─── TASK INPUTS

PR #1424, opened 2021-09-16
adds extra props and styles to search input, updates snapshots

JamieMarsay:
Adds props and styling that allows the SearchInput component to be used in the new sign up flow on


src/Icon/Icon.tsx
```diff
@@ -3650,6 +3650,20 @@ export const Icon: FC<Props> = ({
...
+        viewBox="0 0 12 8"
+        fill="none"
+        xmlns="http://www.w3.org/2000/svg"
+      >
+        <path
+          d="M11.7444 0.18579C11.4316 -0.0864597 10.9591 -0.0549597 10.6861 0.25704L6.00012 5.61129L1.31412 0.25629C1.04112 -0.0557097 0.567867 -0.0872097 0.255867 0.18579C-0.0561332 0.45879 -0.0868832 0.932791 0.186117 1.24404L5.43612 7.24404C5.57862 7.40754 5.78337 7.50054 6.00012 7.50054C6.21687 7.50054 6.42162 7.40754 6.56412 7.24404L11.8141 1.24404C12.0871 0.932791 12.0556 0.45879 11.7444 0.18579Z"
+          fill="#D2D2D2"
+        />
+      </svg>
+    )}
```
fleonard, line 3666: you don't really need a new icon for this, we already have `caret`, you can just rotate it in the Icon component

src/SearchInput/SearchInput.tsx
```diff
@@ -11,19 +12,29 @@ export type SearchInputItem = {
 
 interface IContainer {
   show: boolean
+  hasBorder?: boolean
+}
```
fleonard, line 16: you can just extend `IInnerContainer` interface instead of adding the props to all the others so it looks more clean

src/SearchInput/SearchInput.tsx
```diff
@@ -41,6 +52,10 @@ type SearchInputProps = {
   onFound: (element: string) => void
   /** Displays search results in a relative position to other elements */
   resultsRelativePosition?: boolean
+  /** Displays caret */
+  showCaret?: boolean
+  /** Displays border */
+  hasBorder?: boolean
```
fleonard, line 58: can you call this `outlined` so it's in line with the same prop we already have in other components?

src/SearchInput/SearchInput.tsx
```diff
@@ -51,6 +66,8 @@ export const SearchInput: FC<SearchInputProps> = ({
   searchList,
   onFound,
   resultsRelativePosition = false,
+  showCaret,
+  hasBorder,
```
fleonard, line 70: you should default them to false so they don't break any existing functionality

src/SearchInput/SearchInput.tsx
```diff
@@ -130,11 +158,22 @@ const Container = styled.div<IContainer>`
...
+  ${(p) =>
+    p.hasBorder
+      ? `
+    border: 1px solid ${theme.colors.grey3};
+    border-radius: 8px;
+    padding: 16px;
+  `
+      : ``}
+`
+
```
fleonard, line 171: shouldn't this has position relative otherwise the icon will be positioned relative to the parent

src/SearchInput/SearchInput.tsx
```diff
@@ -93,33 +110,44 @@ export const SearchInput: FC<SearchInputProps> = ({
...
+          onChange={updateInputState}
+          hasBorder={hasBorder}
+        />
+
+        {showCaret && (
+          <IconContainer>
+            <Icon render="caret-down" />
+          </IconContainer>
+        )}
+
```
fleonard, line 132: shouldn't you close Icon Container here?

fleonard (commented):
Left some comments, wondering if it's also worth doing it for the dropdown

Just a reminder you also need to update the changelog file before releasing

For next PR, can you also attach a screenshot of the outcome so it will be easier for me to review the changes and have a better context

src/SearchInput/SearchInput.tsx
JamieMarsay: Not sure what you mean... it has a closing tag

src/SearchInput/SearchInput.tsx
habin-isa: This can be shortened by using `&&` instead of a `?` => `p.hasBorder && border: 1px solid ${theme.colors.grey3};` etc

src/SearchInput/SearchInput.tsx
fleonard: sorry I ment the InnerContainer. I don't think it should wrap the results. As far as I saw it the inner container should just be a wrapper for the input and the icon, right?

habin-isa:
As it's a `tsx` file it'd be worth switching to importing `css` from styled-components as it's cleaner. Then you can follow this type of format instead of using `p.hasBorder` everywhere.
```
const InnerContainer = styled.div<IInnerContainer>(
  ({ hasBorder }) => css`
    ${hasBorder && `border: 1px solid ${theme.colors.grey3};`}
  `
)
```

src/SearchInput/SearchInput.tsx
habin-isa: Please add an explicit size prop declaration for the Icon 😎

src/SearchInput/SearchInput.tsx
JamieMarsay: so i've made the props optional in TS and then if they're not passed through they'll be evaluated as falsey anyway, so not sure they need the default prop putting on, but happy to if it's must :)

habin-isa (changes requested):
image
The caret is not aligned and the colour text and spacing does not match the designs as below:
image

src/SearchInput/SearchInput.tsx
```diff
@@ -11,19 +12,29 @@ export type SearchInputItem = {
 
 interface IContainer {
```
habin-isa, line 13: This one doesn't look like it's used for anything so can remove here and in the styled component `Container`

JamieMarsay:
@habin-isa Where are you seeing the issue with the caret alignment? 

Have fixed colour and sizing 👍 

Screenshot 2021-09-16 at 16 33 48

habin-isa (commented):
Looks good - what was the reasoning behind switching to `outlined`? Curious as `hasBorder` naming is used in other smores components

src/SearchInput/SearchInput.stories.js
```diff
@@ -9,4 +9,18 @@ export default {
...
+    id="days"
+    label="Days"
+    placeholder="Search days"
+    searchList={list}
+    onFound={() => {}}
+    showCaret
+    outlined
+  />
+)
+
```
fleonard, line 23: instead of duplicating this one you should have added the props in `Container.tsx` so if we even need to add others we can just expand on that instead of creating duplicates of the same component

src/SearchInput/SearchInput.tsx
```diff
@@ -51,6 +56,8 @@ export const SearchInput: FC<SearchInputProps> = ({
   searchList,
   onFound,
   resultsRelativePosition = false,
+  showCaret,
+  outlined,
```
fleonard, line 60: those need to be defaulted to false

src/SearchInput/SearchInput.tsx
```diff
@@ -124,51 +142,74 @@ export const SearchInput: FC<SearchInputProps> = ({
...
+
 const ResultsContainer = styled.div<IResultsContainer>`
   box-sizing: border-box;
   overflow-y: hidden;
-  ${(p) => p.absolutePosition && 'position: absolute;'}
+  ${({ absolutePosition }) => absolutePosition && 'position: absolute;'}
   width: 100%;
-  visibility: ${(p) => (p.show ? 'visible' : 'hidden')};
+  visibility: ${({ show }) => (show ? 'visible' : 'hidden')};
+  ${({ outlined }) => outlined && 'left: 0px; top: 90%;'}
```
fleonard, line 194: any reason why this is needed? It's hard to understand styling changes without a video of the functionality of it

src/SearchInput/SearchInput.tsx
```diff
@@ -124,51 +142,74 @@ export const SearchInput: FC<SearchInputProps> = ({
...
+      outlined ? theme.colors.grey8 : theme.colors.grey4};
   }
 `
 
+const IconContainer = styled.div`
+  position: absolute;
+  top: 50%;
+  right: 20px;
+  transform: translateY(-50%);
+`
```
fleonard, line 186: this didn't changed from the previous review  where @habin-isa pointed out that the caret wasn't aligned. Is it still the case?

fleonard (changes requested):
You are still missing the changes to the changelog file needed to release and the same updates for the dropdown component since looks like it's also needed for the NCD block

fleonard:
> Looks good - what was the reasoning behind switching to `outlined`? Curious as `hasBorder` naming is used in other smores components

@habin-isa we used outlined for the text input style with full border. hasBorder is not really meaningful since you don't know which kind of border it has while outlined is more clear to have it all around

JamieMarsay:
@fleonard 

In order of your comments (GitHub won't let me reply to each comment individually for some reason) - 

**Release/changelog comment:** 

So do the change log updates need to happen on my branch then? 

The readme suggests that I have to first checkout master and make the changes on there instead of on my branch...

Does the readme need updating to reflect this so that the process is clearer? 

**DropDown component changes:**

Happy to make them, had missed you mentioning this in the wider context of the comments received

**Container duplication:**

I duplicated this in the stories file because, for some reason, I couldn't pass my props following the existing .args pattern, so for the sake of time I went down this path to get things moving along as this work has taken a whole week so far. 

**Defaulting props to false:**

I had mentioned this in your previous comment, React will default props to null when they're not passed in which will then be evaluated as falsey, as they are new props added to the component there's no need to default them to false as that is already handled for us without the extra overhead. 

**Top/left styles neccesary:** 

I used the left and top properties to ensure that the results container is position correctly and hides the bottom of the input's border, otherwise there's misalignment and strange visual bugs with the results container, probably not an ideal fix, but again for the sake of time, I put this in and ran with it. 

**Icon Container styles:**

So I couldn't replicate the issue that Habs was having with the caret and also posted a screenshot showing it working, so haven't made any changes here because, as far as I can see, it all looks to be working fine.

fleonard:
@JamieMarsay, don't worry about the storybook container I pushed a fix for it and it's now working fine, you just needed to pass down the props and render them in the searchInput to make it works.

Changelog changes can be either made on your branch if you know that you need to release quickly or in a different branch, as long as the updated file is in master before you bump version and push tags it's fine

I have some concern about the caret icon for the `SearchInput` component. To me that layout looks more the one of a dropdown rather than a search input cause it prompt the user to click on it and expect a list of items while search input doesn't work this way. Can you please double check with design on what it's currently using and what we wanna do about it?
In my opinion the `SearchInput` component should just have a full outline without the icon, if the design prompt the icon then we should just change component and use the dropdown instead, even tho it could be problematic because the list of country might be a bit too long for it.

src/Dropdown/Dropdown.tsx
```diff
@@ -39,6 +45,7 @@ export const Dropdown: FC<Props> = ({
   disabled = false,
   list,
   onSelect,
+  outlined,
```
fleonard, line 48: can you default this to false please?

src/SearchInput/SearchInput.tsx
```diff
@@ -51,6 +53,7 @@ export const SearchInput: FC<SearchInputProps> = ({
   searchList,
   onFound,
   resultsRelativePosition = false,
+  outlined,
```
fleonard, line 56: same here

fleonard (commented):
just a couple of minor things and it's good to go

habin-isa (approved):
Good to go after Leo's comments are addressed :shipit:

fleonard (approved):
👍🏻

──────

▶ _ACTIVITY_: Wherever the string "falsey" occurs in the data, copy the line that holds it.

▶ _EXERCISE SOLUTION_:
JamieMarsay: so i've made the props optional in TS and then if they're not passed through they'll be evaluated as falsey anyway, so not sure they need the default prop putting on, but happy to if it's must :)
I had mentioned this in your previous comment, React will default props to null when they're not passed in which will then be evaluated as falsey, as they are new props added to the component there's no need to default them to false as that is already handled for us without the extra overhead. 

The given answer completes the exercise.